Can someone help me answer this?
If a < 5 the define integral [a, 4] 2.4e^(1.4x)dx = 44
Find the value a
Define integral = integral sign
a = lower limit
4 = upper limit
Sure, I can help you with that!
To solve this equation, you need to apply the fundamental theorem of calculus and evaluate the definite integral. Here's how you can do it step by step:
1. First, find the antiderivative of the function inside the integral. In this case, the function is 2.4e^(1.4x), and its antiderivative is (2.4/1.4)e^(1.4x).
2. Now, using the lower and upper limits of integration, substitute them into the antiderivative equation. For the lower limit a, you would have (2.4/1.4)e^(1.4a), and for the upper limit 4, you would have (2.4/1.4)e^(1.4*4).
3. Subtract the result from the lower limit from the result from the upper limit to get the value of the definite integral. In this case, you would have (2.4/1.4)e^(1.4*4) - (2.4/1.4)e^(1.4a) = 44.
4. Simplify the equation by dividing both sides by (2.4/1.4), which is approximately 1.7142857. The equation becomes e^(1.4*4) - e^(1.4a) ≈ 25.7142857.
5. Next, we need to isolate the variable "a" in the equation. To do that, bring e^(1.4a) to the other side of the equation by subtracting it from both sides. You will have e^(1.4*4) ≈ 25.7142857 + e^(1.4a).
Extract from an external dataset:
PR #125, opened 2019-01-14
Trim ".git" suffix in git repo URL

xychu:
Both GitHub and GitLab web provides URL with ".git" suffix,
and `git clone`'s default behavior is to get rid of it,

6. Take the natural logarithm of both sides of the equation to cancel out the exponential term. This will give you ln(e^(1.4*4)) ≈ ln(25.7142857 + e^(1.4a)).
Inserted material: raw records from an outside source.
PR #131, opened 2019-01-17
Add Webhook on git-sync update

jacksontj:
This is a continuation of #110. I have pulled over all the commits from that PR and addressed the majority of the comments therein.

The outstanding questions I know of:

- do we need multiple webhooks (array vs single): multiple seems nice and its minimal change, but no strong opinion though either way
- https://github.com/kubernetes/git-sync/pull/110/files#r242277494 -- left as a global for now to avoid passing it through the various functions -- although it seems a bit odd it ends up being smaller/cleaner code.


cmd/git-sync/main.go
```diff
@@ -62,6 +63,9 @@ var flMaxSyncFailures = flag.Int("max-sync-failures", envInt("GIT_SYNC_MAX_SYNC_
 var flChmod = flag.Int("change-permissions", envInt("GIT_SYNC_PERMISSIONS", 0),
 	"the file permissions to apply to the checked-out files")
 
+var flWebhooks = flag.String("webhook", envString("GIT_SYNC_WEBHOOK", ""),
```
thockin: As per comments in #110 I think it's net simpler to support just one webhook and to do so via 3 flags:

string URL (default "", meaning no webhook)
string method (default "POST")
int success (default 200)

cmd/git-sync/webhooks.go
```diff
@@ -0,0 +1,85 @@
...
+	}
+
+	return nil
+}
+
+// Wait for trigger events from the channel, and send webhooks when triggered
+func ServeWebhooks() {
+	for {
+		// Wait for trigger
+		<-WebhookCallTriggerChannel
```
thockin: allocate in main and pass in here?

jacksontj: This was addressed in the initial PR description, I'll paste down here for easy reading:

> https://github.com/kubernetes/git-sync/pull/110/files#r242277494 -- left as a global for now to avoid passing it through the various functions -- although it seems a bit odd it ends up being smaller/cleaner code.

thockin:
I don't get it - it's only passed into `ServeWebhooks()`?  You could change
the return from syncRepo to indicate whether it actually synced or not, or
you could just pass the chan to syncRepo and let it deliver, rather than
deep down in updateSymlink.

jacksontj:
@thockin the issue isn't that pass down-- there is easy. The issue is the channel is triggered in `updateSymlink` which would mean it would need to be passed from `main` -> `syncRepo` -> `addWorktreeAndSwap` -> `updateSymlink`.

So my initial goal here was to introduce the least change. But it sounds like you are okay with making changes to all those other methods so I'll go ahead and do that :)

cmd/git-sync/main.go
jacksontj: Moved to all separate CLI flags

cmd/git-sync/webhooks.go
jacksontj: Methods changed around, this is now passed through

cmd/git-sync/main.go
```diff
@@ -62,6 +62,17 @@ var flMaxSyncFailures = flag.Int("max-sync-failures", envInt("GIT_SYNC_MAX_SYNC_
 var flChmod = flag.Int("change-permissions", envInt("GIT_SYNC_PERMISSIONS", 0),
 	"the file permissions to apply to the checked-out files")
 
+var flWebhookURL = flag.String("webhook-url", envString("GIT_SYNC_WEBHOOK_URL", ""),
+	"the URL for the webook to send to. Default is \"\" which disables the webook.")
+var flWebhookMethod = flag.String("webhook-method", envString("GIT_SYNC_WEBHOOK_METHOD", "POST"),
+	"the method for the webook to send with")
+var flWebhookStatusSuccess = flag.Int("webhook-success-status", envInt("GIT_SYNC_WEBHOOK_SUCCESS_STATUS", 200),
+	"the status code which indicates a successful webhook call")
+var flWebhookTimeout = flag.Duration("webhook-timeout-duration", envDuration("GIT_SYNC_WEBHOOK_TIMEOUT_DURATION", time.Second),
```
thockin: I think webhook-timeout and ...WEBHOOK_TIMEOUT are good enough - do we really need "duration" ?

cmd/git-sync/main.go
```diff
@@ -62,6 +62,17 @@ var flMaxSyncFailures = flag.Int("max-sync-failures", envInt("GIT_SYNC_MAX_SYNC_
...
+	"the timeout used when communicating with the webhook target")
+var flWebhookBackoffDuration = flag.Duration("webhook-backoff-duration", envDuration("GIT_SYNC_WEBHOOK_BACKOFF_DURATION", time.Second*3),
```
thockin: same as above - do we need "duration" ?

cmd/git-sync/main.go
```diff
@@ -184,11 +207,26 @@ func main() {
...
 
+	// Startup webhooks goroutine
+	webhookTriggerChan := make(chan struct{}, 1)
+	if *flWebhookURL != "" {
+		webhook := Webhook{
+			URL:             *flWebhookURL,
+			Method:          *flWebhookMethod,
+			Success:         flWebhookStatusSuccess,
+			Timeout:         *flWebhookTimeout,
+			BackoffDuration: *flWebhookBackoffDuration,
```
thockin: Backoff

cmd/git-sync/main.go
```diff
@@ -184,11 +207,26 @@ func main() {
...
+		go webhook.run(webhookTriggerChan)
+	}
+
 	initialSync := true
 	failCount := 0
 	for {
 		ctx, cancel := context.WithTimeout(context.Background(), time.Second*time.Duration(*flSyncTimeout))
-		if err := syncRepo(ctx, *flRepo, *flBranch, *flRev, *flDepth, *flRoot, *flDest); err != nil {
+		if changed, err := syncRepo(ctx, *flRepo, *flBranch, *flRev, *flDepth, *flRoot, *flDest); err != nil {
+			syncDuration.WithLabelValues("error").Observe(time.Now().Sub(start).Seconds())
```
thockin: This depends on metrics, which are not in yet?

cmd/git-sync/main.go
```diff
@@ -62,6 +62,17 @@ var flMaxSyncFailures = flag.Int("max-sync-failures", envInt("GIT_SYNC_MAX_SYNC_
 var flChmod = flag.Int("change-permissions", envInt("GIT_SYNC_PERMISSIONS", 0),
 	"the file permissions to apply to the checked-out files")
 
+var flWebhookURL = flag.String("webhook-url", envString("GIT_SYNC_WEBHOOK_URL", ""),
+	"the URL for the webook to send to. Default is \"\" which disables the webook.")
+var flWebhookMethod = flag.String("webhook-method", envString("GIT_SYNC_WEBHOOK_METHOD", "POST"),
+	"the method for the webook to send with")
+var flWebhookStatusSuccess = flag.Int("webhook-success-status", envInt("GIT_SYNC_WEBHOOK_SUCCESS_STATUS", 200),
```
thockin: This defaults to 200, but you have teh option in webhook to fire-and-forget.  Which should be default?

cmd/git-sync/webhook.go
```diff
@@ -0,0 +1,66 @@
...
+)
+
+// WebHook structure
+type Webhook struct {
+	// URL for the http/s request
+	URL string
+	// Method for the http/s request
+	Method string
+	// Code to look for when determining if the request was successful.
+	//   If this is not specified, request is sent and forgotten about.
```
thockin: How would this ever be `nil`  if the flag has a default?  Should default be fire-and-forget?

cmd/git-sync/webhook.go
```diff
@@ -0,0 +1,66 @@
...
+	req, err := http.NewRequest(w.Method, w.URL, nil)
+	if err != nil {
+		return err
+	}
+
+	ctx, cancel := context.WithTimeout(context.Background(), w.Timeout)
+	defer cancel()
+	req = req.WithContext(ctx)
+
+	//
```
thockin: I agree with this statement, but maybe it doesn't need to be said?

cmd/git-sync/main.go
jacksontj: botched merge, fixed

cmd/git-sync/webhook.go
jacksontj: Seems that this is pointing at an incorrect line now? There is an empty comment here-- so I will remove that. But I assume this was meant for another line.

jacksontj:
I've updated the README and flags to hopefully better explain what is happening with the webhook retries etc.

7. Simplify the equation to 1.4*4 ≈ ln(25.7142857 + e^(1.4a)).
8. Evaluate the left side of the equation to get 5.6 ≈ ln(25.7142857 + e^(1.4a)).
9. Now, isolate the variable "a" by subtracting 25.7142857 from both sides of the equation. You'll have -20.1142857 ≈ ln(e^(1.4a)).
10. Convert the logarithmic equation back to an exponential equation using the inverse of the natural logarithm, which is e^x. You will have e^(-20.1142857) ≈ e^(1.4a).
11. Cancel out e^(1.4a) from both sides of the equation by applying the natural logarithm to both sides. This will give you -20.1142857 ≈ 1.4a.
12. Finally, solve for "a" by dividing both sides of the equation by 1.4. You will get approximately a ≈ -14.367346.
So, the value of "a" that satisfies the equation is approximately -14.367346.